Anshan Iron and Steel Factory Renovation
Sustainable natural materials parasitizing industry
Year
2023.05.07
Location
Anshan
Overview
This project focuses on Anshan—China's historic "Steel Capital." Addressing the environmental decay and social challenges brought by industrial decline, the design proposes a century-long Ecological Succession model. Moving beyond instantaneous completion, the plan utilizes the introduction and growth of forests to transform cold industrial skeletons into a "Steel Lung" that breathes with the city, achieving a radical metamorphosis from a source of pollution to a carbon-neutral ecological core.
Sustainability Strategy: A Century-long Cycle
- Ecological Restoration & Urban Lung: Utilizing a forestry system to remediate contaminated land. As the forest matures, the site transitions from a carbon source to a carbon sink, purifying the air and improving the local microclimate for the entire city.

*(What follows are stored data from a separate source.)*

PR #536, opened 2024-01-07
Replace proc-macro-error with proc-macro2-diagnostics

tamird:
See individual commits.

I realize this crate is deprecated in favor of clap, but it still seems to
enjoy some 10,000-40,000 downloads per day over the past three months. Updating
to syn@2 is likely to have positive effect on compilation time for dependents.

See https://crates.io/crates/structopt-derive for download graphs.

### DIFF
--- a/tests/ui/raw.stderr
+++ b/tests/ui/raw.stderr
@@ -1,7 +1,7 @@
 error: `#[structopt(raw(...))` attributes are removed in structopt 0.3, they are replaced with raw methods
 
-  = help: if you meant to call `clap::Arg::raw()` method you should use bool literal, like `raw(true)` or `raw(false)`
-  = note: if you need to call `clap::Arg/App::case_insensitive` method you can do it like this: #[structopt(case_insensitive = true)]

- Carbon-Neutral Material Loop (Site-Grown Timber): The project champions the logic of "Grown on-site, Built on-site." Timber harvested from the burgeoning forest is utilized directly as the primary construction material for renovation, drastically minimizing the carbon footprint associated with material transportation.
- Temporal Evolution Timeline:
Phase 1 (2025–2050): Introducing forestry and initiating fundamental functional shifts within the factory shells.
Phase 2 (2050–2100): Utilizing matured timber for structural expansion and refined architectural interventions.
Phase 3 (2120–2150): Achieving a "Forest-City" model where the original industrial skeletons and new timber structures are fully integrated into a symbiotic ecosystem.
Architectural Strategy: Parasitism & Modular Growth
- Heritage Adaptive Reuse: The design preserves Anshan Steel's iconic industrial frameworks—such as cold-rolling mills and blast furnaces—reinforcing them to serve as the "host" for new urban functions.
- Modular Timber Units: I developed a system of standardized, high-flexibility timber modules. These units can be combined in infinite configurations based on diverse functional needs, such as galleries, community workshops, or social hubs.
- "Parasitic" Spatial Intervention: These modular units can either stand independently or "parasitize" the existing steel skeletons. The juxtaposition of light timber against heavy steel, and modular precision against weathered industrial frames, creates a powerful aesthetic and narrative tension.
The Sustainable Time-City
The Ansteel Renovation Plan transcends the limits of static design, proving that industrial heritage can serve as a fertile ecological foundation. By synergizing natural growth with modular tectonics, the project offers a new paradigm for the transformation of industrial cities—one that balances environmental responsibility with a deep sense of historical memory.